Nothing but the lines from the one with "nice looking [Changelog](http://keepachangelog.com)." through the last line of the data should be restated, each word for word.
╭─ Working data
PR #38, opened 2019-07-12
1.4.0 version notes

kbrock:
thinking this is a minor version since it only updates bugs.

### DIFF
--- a/CHANGELOG.md
+++ b/CHANGELOG.md
@@ -5,6 +5,13 @@ a nice looking [Changelog](http://keepachangelog.com).
 
 ## Version [Unreleased]
 
+## Version [1.4.0] <small>2019-07-13</small>
+
+* fix includes to include all associations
╰─
Problem solution =
@@ -5,6 +5,13 @@ a nice looking [Changelog](http://keepachangelog.com).
 
 ## Version [Unreleased]
 
+## Version [1.4.0] <small>2019-07-13</small>
+
+* fix includes to include all associations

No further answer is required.